The derivation of the Weierstrass elliptic function I am wondering if any of you could point me to any books and/or lecture notes that explain the Weierstrass $\wp$ function for a self-studying student of elliptic curves and functions. I am interested in any resources that may give the history of the Weierstrass function and its derivation. I do understand the basics of lattices and doubly-periodic functions, but I am having trouble seeing the thought process that led to the creation of the function itself. I have tried searching through many books and while I have found several good ones, I haven't yet found one that shows the thought process that led to the Weierstrass $\wp$ function. (Sorry, but I am not sure how to format the letter that is traditionally associated with this function).
What resources are there to understand the derivation of $\wp$?
 A: HINT: here I give you a brief note, hoping that something you can help.
Knowing that all $L$-elliptic function (i.e. meromorphic and $L$-periodic) must have a finite order at least equal to $2$, the function $\wp$ gives a solution to the problem of construct a $L$-elliptic function taking exactly this minimum of twice all complex value $u$ in all fundamental parallelogram $P$ for the lattice $L$.
Assuming that such a function exists, it can have either just one pole of order 2 or two simple poles (two distinct kinds of these functions!); both exist in fact, the first one with a pole of order two are the $L$-functions $\wp$ of Weierstrass and the second one, the elliptic functions of Jacobi with two simple poles. The first function is defined by
$$\wp(z)=\frac{1}{z^2}+\sum_{\omega\in L\setminus\{0\}}\left[\frac{1}{(z-\omega)^2}-\frac{1}{\omega^2}\right]$$
(a simpler form with $\sum \frac{1}{(z-\omega)^2}$ is useless because it is not convergent and the variation shown in $\wp$ has no other purpose than to ensure the necessary convergence).
If $P$ is the fundamental parallelogram of vertices $0,\omega_1,\omega_2,\omega_1+\omega_2$, the values $\wp(z_0)$ for $z_0=0,\frac{\omega_1}{2},\frac{\omega_2}{2},\frac{\omega_1+\omega_2}{2}$ are taken just once because $z_0$ is in each case a point of order two in $P$ (this because $0$ is a double pole with residue zero and the other three are double points since $\wp’=0$ and $\wp’’\ne 0$).
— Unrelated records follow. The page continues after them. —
PR #325, opened 2024-10-01
Rename doctest standalone tag

ehuss:
The `standalone` tag was renamed to `standalone_crate` in https://github.com/rust-lang/rust/pull/130931.


GuillaumeGomez:
Thanks for the update!

PR #326, opened 2024-10-12
2024: Add reserved syntax

ehuss:
This adds a chapter for the reserved syntax in 2024 added in https://github.com/rust-lang/rust/pull/123951 (tracking https://github.com/rust-lang/rust/issues/123735).


traviscross (approved):

traviscross:
@ehuss: I pushed a change to the title and URL to go from "reserving syntax" to "reserved syntax" (see the commit message), and I applied this change to the Rust 2021 guide also and added a redirect.  I'll leave this for you to verify I got the handling of that right.

PR #712, opened 2023-08-08
Create injector functions

ConfusedSatlan:


src/main/java/mate.academy/service/ProductParser.java
```diff
@@ -1,7 +1,9 @@
 package mate.academy.service;
 
+import mate.academy.lib.Component;
 import mate.academy.model.Product;
 
+@Component
```
Someboty, line 6: Same here

src/main/java/mate.academy/service/ProductService.java
```diff
@@ -1,8 +1,10 @@
 package mate.academy.service;
 
 import java.util.List;
+import mate.academy.lib.Component;
 import mate.academy.model.Product;
 
+@Component
```
Someboty, line 7: And here

src/main/java/mate.academy/service/FileReaderService.java
```diff
@@ -1,7 +1,9 @@
 package mate.academy.service;
 
 import java.util.List;
+import mate.academy.lib.Component;
 
+@Component
```
Someboty, line 6: Why do you need @Component both on the interface and its implementation?

src/main/java/mate.academy/lib/Injector.java
```diff
@@ -1,13 +1,85 @@
...
+        }
+        try {
+            Constructor<?> constructor = clazz.getConstructor();
+            Object instance = constructor.newInstance();
+            instances.put(clazz, instance);
+            return instance;
+        } catch (InstantiationException
+                 | InvocationTargetException
+                 | NoSuchMethodException
+                 | IllegalAccessException e) {
```
Someboty, line 76: It is better to replace many exceptions that have a common parent with a general parental exception.

Bad example: 
} catch (InvocationTargetException | InstantiationException
      | IllegalAccessException | NoSuchMethodException e) {

Good example: 

src/main/java/mate.academy/lib/Injector.java
```diff
@@ -1,13 +1,85 @@
...
+import mate.academy.service.impl.ProductServiceImpl;
+
 public class Injector {
-    private static final Injector injector = new Injector();
+    private static final Map<Class<?>, Class<?>> interfacesImplementation;
+    private static final Injector injector;
+    private Map<Class<?>, Object> instances;
+
+    public Injector() {
+        instances = new HashMap<>();
```
Someboty, line 21: I don't sure you need it in the constructor

Someboty (changes requested):
Great work! Let's finish it)

src/main/java/mate.academy/lib/Injector.java
```diff
@@ -1,13 +1,77 @@
...
         return injector;
     }
 
     public Object getInstance(Class<?> interfaceClazz) {
-        return null;
+        Object newInstance = null;
+        Class<?> clazz = findImplementation(interfaceClazz);
+        if (!clazz.isAnnotationPresent(Component.class)) {
+            throw new RuntimeException("Class must be annotated with @Component");
+        }
```
Someboty, line 37: You can add it to the findImplementation() method or create a new one.

src/main/java/mate.academy/lib/Injector.java
```diff
@@ -1,13 +1,77 @@
...
+    private static final Injector injector;
+    private Map<Class<?>, Object> instances = new HashMap<>();
+
+    static {
+        interfacesImplementation = Map.of(
+                FileReaderService.class, FileReaderServiceImpl.class,
+                ProductParser.class, ProductParserImpl.class,
+                ProductService.class, ProductServiceImpl.class
+        );
+        injector = new Injector();
```
vovasalyha, line 25: Initialize it immediately during declaration, it's not necessary to do it here, same with map of implementations.

src/main/java/mate.academy/lib/Injector.java
```diff
@@ -1,13 +1,77 @@
...
     public static Injector getInjector() {
         return injector;
     }
 
     public Object getInstance(Class<?> interfaceClazz) {
-        return null;
+        Object newInstance = null;
+        Class<?> clazz = findImplementation(interfaceClazz);
+        if (!clazz.isAnnotationPresent(Component.class)) {
+            throw new RuntimeException("Class must be annotated with @Component");
```
vovasalyha, line 36: The message is not informative, specify which class is not annotated. Also it's better to extract this check to separate method to make this method less complex.

vovasalyha (changes requested):

src/main/java/mate.academy/lib/Injector.java
```diff
@@ -1,13 +1,77 @@
...
+        if (instances.containsKey(clazz)) {
+            return instances.get(clazz);
+        }
+        try {
+            Constructor<?> constructor = clazz.getConstructor();
+            Object instance = constructor.newInstance();
+            instances.put(clazz, instance);
+            return instance;
+        } catch (ReflectiveOperationException e) {
+            throw new RuntimeException("Can't create a new instance" + clazz.getName());
```
Someboty, line 69: When you throw an exception add an informative message to it. Also, don’t forget to add an exception you’re catching in the catch block to the RuntimeException object you throw

Bad example: 
} catch(Exception e) {
throw new SomeException("Can't initialize object with Injector");
}
Good example: 
} catch(Exception e) {
throw new SomeException("Injection failed, missing @Component annotaion on the class " + someInfoAboutClass, e);
}

src/main/java/mate.academy/lib/Injector.java
Someboty, line 25: Do you really need this block? You can use Map.of() and create a new Injector directly in the fields

Someboty (changes requested):
Great! Added some more suggestions to improve your solution)

nacenik (approved):
LGTM! 👍

PR #714, opened 2023-08-08
done solution

DaniilNepelev:


ArtemReizer (approved):
Good solution!

src/main/java/mate.academy/lib/Injector.java
```diff
@@ -1,13 +1,73 @@
...
     }
 
     public Object getInstance(Class<?> interfaceClazz) {
-        return null;
+        Class<?> implementationClazz = getComponentClass(interfaceClazz);
+        return instances.getOrDefault(implementationClazz, createNewInstance(implementationClazz));
+    }
+
+    private Class<?> getComponentClass(Class<?> interfaceClazz) {
+        Class<?> componentClass = interfaceClazz.isInterface()
```
andrii-hoienko, line 32: Bad variable name it is not componentClass at least you dont know about that on this moment

andrii-hoienko (changes requested):
Nice, minor fix and you are done

nacenik (approved):
LGTM! 👍

PR #715, opened 2023-08-08
dependecy-injection-injector-hw

ihorvasylenko23:


nacenik (changes requested):
Good solution, let's improve it)

nacenik (approved):
LGTM! 👍

PR #718, opened 2023-08-08
implemented task

OleksandrSaven:


src/main/java/mate.academy/Main.java
```diff
@@ -10,7 +10,8 @@ public class Main {
     public static void main(String[] args) {
         // Please test your Injector here. Feel free to push this class as a part of your solution
         Injector injector = Injector.getInjector();
-        ProductService productService = null;
+        Object instance = injector.getInstance(ProductService.class);
+        ProductService productService = (ProductService) instance;
```
SaiyaJ1N, line 14: You can cast to ProductService in one line
```suggestion
        ProductService productService = (ProductService) injector.getInstance(ProductServiceImpl.class);
```

SaiyaJ1N (approved):
Your solution is great!

src/main/java/mate.academy/lib/Injector.java
```diff
@@ -1,13 +1,68 @@
...
+                try {
+                    field.setAccessible(true);
+                    field.set(clazzImplementationIns, fieldInstance);
+                } catch (IllegalAccessException e) {
+                    throw new RuntimeException("Can't initialize field."
+                            + " Class " + clazz.getName() + "field " + field.getName());
+                }
+            }
+        }
+        if (!clazz.isAnnotationPresent(Component.class)) {
```
andrii-hoienko, line 42: so first you will execute some difficult logic and only in the end you will check hmmm maybe it is not even componen so evetything I done defore is not needed right?

andrii-hoienko (changes requested):
Nice, but some improvements required

nacenik (approved):
LGTM! 👍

All the other points $z\in P$ are simple and for all complex value $u\ne \wp(z_0)$ one has $\wp(z_1)=\wp(z_2)=u$ for certain unique $z_1$ and $z_2$ in $P$ which either are symmetric respect to $\frac {\omega_1+\omega_2}{2}$ (in whose case $z_1$ and $z_2$ are interior points of $P$) or are symmetric respect to $\frac{\omega_k}{2}$; $k=1,2$ (in whose case $z_1$ and $z_2$ are in the boundary of $P$, in the two sides assigned to $P$)

►$\wp(z)$ has a derivative $\wp’(z)$ which is odd of order three and all $L$-elliptic function belongs to the field $\mathbb C(\wp, \wp’)$ of rational expressions of $\wp(z)$ and $\wp’(z)$ with complex coefficients; this field is a quadratic extension of the field $\mathbb C(\wp)$ formed by all the even $L$-elliptic functions.
►$\wp$ and $\wp’$ are transcendental functions but are not algebraically independent and it is verify that $$(\wp’)^2=4\wp^3-g_2 \wp-g_3$$ where the called invariants of $\wp$ are defined by $$g_2=60\sum_{\omega\in L\setminus\{0\}}\frac{1}{\omega^4}$$ and $$g_3=140\sum_{\omega\in L\setminus\{0\}}  \frac{1}{\omega^6}$$
Besides one has an “addition theorem” given by $$\wp(u+v)=\frac 14\left[\frac{\wp’(u)-\wp’(v)}{\wp(u)-\wp(v)}\right]^2-\wp(u)-\wp(v)$$
These two equalities allow us go from the transcendent to algebraic and this is the link between the elliptic functions and the cubic curves of genus 1.